The department's overall area of responsibility is in helping to provide, at an administrative level, the "constitutional and institutional glue" within New Zealand's parliamentary democracy.

The department along with the State Services Commission, and the Treasury constitute the central agencies or public service departments leading the state sector of New Zealand.

Role
The department serves the Executive branch of government (the governor-general, the prime minister and the Cabinet) through the provision of impartial advice and support services.

In addition to serving the Executive, a major role of the department is to help co-ordinate the work of the core public service departments and ministries.

Supporting the prime minister and Cabinet
The department supports the prime minister's twin roles as leader of the government and chair of Cabinet, and provides three kinds of direct support to the prime minister:
 Support for constitutional issues, including those associated with the formation of governments; and issues associated with the operation of the Cabinet system.
 Overview of government activity and access to information on any and all issues that arise.
 Administrative support to the prime minister (and also to the governor-general). This includes services to the Prime Minister – such as preparing replies to Parliamentary questions, and dealing with Official Information Act 1982 requests and other correspondence.

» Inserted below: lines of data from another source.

Issue #5758, opened 2019-04-23
Get Docker Thin Pool Minimum Free Space Metric Gathered


akhon:
## Feature Request

Opening a feature request kicks off a discussion.

### Proposal:
Get stats of `Thin Pool Minimum Free Space` which is available for devicemapper storage driver:
```
Storage Driver: devicemapper
 Pool Name: docker-docker--pool
 Pool Blocksize: 524.3kB
 Base Device Size: 107.4GB
 Backing Filesystem: ext4
 Udev Sync Supported: true
 Data Space Used: 4.149GB
 Data Space Total: 53.04GB
 Data Space Available: 48.89GB
 Metadata Space Used: 6.468MB
 Metadata Space Total: 54.53MB
 Metadata Space Available: 48.06MB
 Thin Pool Minimum Free Space: 5.304GB
 Deferred Removal Enabled: true
 Deferred Deletion Enabled: true
 Deferred Deleted Device Count: 0
 Library Version: 1.02.135-RHEL7 (2016-11-16)
```

### Current behavior:
Data is not collected at all

### Desired behavior:
Get data collected

### Use case:
Need that bad boy to be monitored, looks like it missed!

PR #6084, opened 2019-07-08
Docker Input Plugin Measure Thin Pool Minimum Free Space

GeorgeMac:
Closes https://github.com/influxdata/telegraf/issues/5758

This adds a new measurement `docker_thin_pool` with the field `minimum_free_space` measured in bytes.

### Required for all PRs:

### DIFF
--- a/plugins/inputs/docker/README.md
+++ b/plugins/inputs/docker/README.md
@@ -159,7 +159,7 @@ The above measurements for the devicemapper storage driver can now be found in t
     - metadata_space_available_bytes
     - thin_pool_minimum_free_space_bytes
 
-- docker_container_mem
++ docker_container_mem
   - tags:
     - engine_host
     - server_version
@@ -167,7 +167,7 @@ The above measurements for the devicemapper storage driver can now be found in t
     - container_name
     - container_status
     - container_version
-  - fields:
+  + fields:
     - total_pgmafault
     - cache
     - mapped_file
@@ -212,7 +212,7 @@ The above measurements for the devicemapper storage driver can now be found in t
     - container_status
     - container_version
     - cpu
-  - fields:
+  + fields:
     - throttling_periods
     - throttling_throttled_periods
     - throttling_throttled_time
@@ -223,7 +223,7 @@ The above measurements for the devicemapper storage driver can now be found in t
     - usage_percent
     - container_id
 
-- docker_container_net
++ docker_container_net
   - tags:
     - engine_host
     - server_version
@@ -232,7 +232,7 @@ The above measurements for the devicemapper storage driver can now be found in t
     - container_status
     - container_version
     - network
-  - fields:
+  + fields:
     - rx_dropped
     - rx_bytes
     - rx_errors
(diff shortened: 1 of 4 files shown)


danielnelson:
I think we may want to reorganize the storage driver metrics.  Right now the devicemapper metrics are spread out over several measurements:
```
- docker
  - fields:
  	- pool_blocksize

- docker_data
  - tags:
    - unit
    - engine_host
    - server_version
  - fields:
    - available
    - total
    - used

- docker_metadata
  - tags:
    - unit
    - engine_host
    - server_version
  - fields:
    - available
    - total
    - used
```

We can't get rid of these, since we don't want to break any queries, dashboards, alerts, etc.  However, we can deprecate them and try again.  I think this layout would be preferable:
```
- docker_devicemapper
  - tags:
    - engine_host
    - server_version
    - pool_name
  - fields:
    - data_space_available_bytes
    - data_space_total_bytes
    - data_space_used_bytes
    - metadata_space_available_bytes
    - metadata_space_total_bytes
    - metadata_space_used_bytes
    - thin_pool_minimum_free_space_bytes
    - (other stuff)
```

I like this layout more because it gives us room to grow, without a measurement explosion, and it groups all the devicemapper related values into a single measurement.

GeorgeMac:
I like it @danielnelson

plugins/inputs/docker/docker.go
```diff
@@ -322,21 +322,49 @@ func (d *Docker) gatherInfo(acc telegraf.Accumulator) error {
...
+		switch name {
+		case "pool_blocksize",
+			"data_space_used",
+			"data_space_total",
+			"data_space_available",
+			"metadata_space_used",
+			"metadata_space_total",
+			"metadata_space_available",
+			"thin_pool_minimum_free_space":
+			deviceMapperFields[fmt.Sprintf("%s_bytes", name)] = value
```
danielnelson: Very nitpicky, I would just go with `name + "_bytes"` here just to skip the cost of Sprintf.

plugins/inputs/docker/README.md
```diff
@@ -142,6 +142,23 @@ some storage drivers such as devicemapper.
     - total
     - used
 
+The above measurements for the devicemapper storage driver can now be found in the new `docker_devicemapper` measurement
+
+- docker_devicemapper
```
danielnelson: You don't need to fix this, but this is good opportunity to show an obscure README issue.  In Markdown, or maybe it's only Github Markdown, if you have multiple nested lists you will need to alter the first list character when repeating them, otherwise you get a weird bit of inconsistent vertical whitespace.  To see this, in the current plugin README compare the vertical whitespace difference between the docker measurement and the docker_data.  We usually use `-` and `+`.

Bad:
```
- foo
  - bar
- foo2
  - bar2
- foo3
  - bar3
- foo4
  - bar4
```
Good:
```
- foo
  - bar
+ foo2
  - bar2
- foo3
  - bar3
+ foo4
  - bar4
```

GeorgeMac: Oh yeah that is weird. Nice I did not know this!

GeorgeMac: What have you done. Now I can't unsee the whitespace 😂 :trollface:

Supporting the governor-general
The department also supports the governor-general of New Zealand in carrying out his or her functions to represent the King.

Structure
The department formally came into existence on 1 January 1990, as a result of a report which recommended establishing structures to provide two separate streams of advice to the prime minister; one, a new Government department to supply impartial advice and support to the prime minister and Cabinet (DPMC), and another, a Prime Minister's Private Office (which is not part of DPMC), to provide personal support and media services, and advice of a party political nature.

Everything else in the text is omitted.